Saved entries

PR #3520, opened 2026-08-20
fix(review): distinguish unachievable lens attempts from unattempted slots

### LINKED ISSUE #3442: review: a host cannot report a lens slot as unachievable, so STATUS re-offers it and the two layers contradict each other
## Problem

A host that discovers a lens slot cannot be completed has no way to say so. The only thing it can do is fail, and negotiated STATUS then re-offers the identical slot, because from Go's side the slot is simply outstanding.

`reviewMissingCaptureTransition` (`internal/cli/review_next_transition.go:548-567`) derives the offer from captured artifacts alone:

```go
captured := make(map[int]bool, len(artifacts))
for _, artifact := range artifacts {
    captured[artifact.SelectedOrder] = true
}
for order, lens := range selectedLenses {
    if !captured[order] {
        inputs = append(inputs, reviewCaptureInput(...))
    }
}
```

That is correct as far as it goes, and it correctly re-offers only outstanding slots. The gap is that "outstanding" and "achievable" are the same thing here, and they are not the same thing in the field.

## The case that surfaced it

Gentleman-Programming/gentle-pi#367. A reviewer subprocess exceeded the host relay's bound on a 1.58 MB lens prompt. The relay reported a transport failure, STATUS re-offered the exact same slot, and the sanctioned continuation was to relaunch it unchanged, which re-spent reviewer model tokens to hit the same wall.

gentle-pi has now fixed its side (Gentleman-Programming/gentle-pi#368): the bound scales with prompt bytes, the failure carries elapsed and limit, and its own `next_action` opens with "Do not relaunch this slot unchanged". But that guidance lives entirely in the host's envelope. Nothing reaches Go, so STATUS keeps offering the slot as though nothing had happened, and the two continuations contradict each other.

## Expected behavior

A host can report that a bound slot was attempted and is not achievable in the current conditions, with its evidence, and the negotiated transition reflects that rather than re-offering the slot as if untried.

What "reflects that" means is the design question. It could be a stop with an actionable reason code, an offer annotated with the prior attempt, or a distinct collection state. What it should not be is what happens today: two layers giving the operator opposite instructions about the same slot.

## Scope note

This is not about making Go trust a host's claim. A host asserting "unachievable" must not be able to skip a lens or fabricate a result. The narrow ask is that an attempted-and-failed slot is distinguishable from a never-attempted one.

## Related

- #3384 stop transitions emit a bare reason code, so consumers invent their own menus. Same family: the transition vocabulary cannot express what the consumer needs to act on.
- Per-slot admission already works correctly: a lens admitted before the failure stays admitted, and only the outstanding slots are re-offered. Verified at `:548-567`. That half is not the problem.

Cobies:
Distinguish attempted-and-failed/unachievable lens slots from never-attempted slots in review transitions so STATUS does not re-offer failed slots.

Closes #3442

## Summary by CodeRabbit

* **Bug Fixes**
  * Review finalization now proceeds only when all selected review lenses have admitted artifacts.
  * Review routing distinguishes untried, admitted, unverifiable, and unachievable attempts.
  * Unachievable attempts are retried up to three times before producing a terminal stop.
  * Reviewer and admission failures are retained for diagnostics without being treated as completed results.
  * Unverifiable artifacts continue to use the `captured_artifacts_unverifiable` status.

* **Documentation**
  * Added guidance for handling the `unachievable_reviewer_attempt` stop reason.


decode2 (changes requested):
Requesting changes at head `2159483e8ed50fabd8f5704e00def39d3efbad3e`.

`ArtifactAdmissionUnachievable` currently has no production producer, validated admission, or durable discovery path. The focused test passes only because it manually injects a state that the host/provider flow cannot create. Provider refusal currently returns without recording the bound attempt, so STATUS can re-offer the lens without retry accounting.

Please add validated provider evidence bound to lineage, target, lens, and selected order; persist and discover the attempted slot without admitting it as a reviewer result; and add retry accounting. STATUS needs a distinct truthful operational reason and continuation for an unachievable attempt, rather than `captured_artifacts_unverifiable`, which incorrectly suggests captured-authority corruption. Keep finalize and receipt issuance blocked and add a black-box host/provider regression. The PR also lacks the required `type:*` label.

decode2 (changes requested):
Thanks for adding the production path for unachievable attempts. Two correctness gaps remain:

- `review_artifact.go` discards attempt-persistence errors. An empty reviewer response is then rejected by `compact_reviewer_capture.go`, leaving no durable attempt and allowing STATUS to reoffer the slot.
- `CaptureUnachievableReviewerAttempt` accepts `req.StoreDir` independently of the authoritative store directory.

Please make every failed attempt durable, propagate persistence failures, and bind attempt storage to the authoritative store. The failing refusal-ratchet unit test also needs resolution.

**WHAT TO PRODUCE**
Take the lines from the one containing "authoritative store directory." through the final line of the entries above, and set them down exactly, with nothing added.

**TASK SOLUTION**
- `CaptureUnachievableReviewerAttempt` accepts `req.StoreDir` independently of the authoritative store directory.

Please make every failed attempt durable, propagate persistence failures, and bind attempt storage to the authoritative store. The failing refusal-ratchet unit test also needs resolution.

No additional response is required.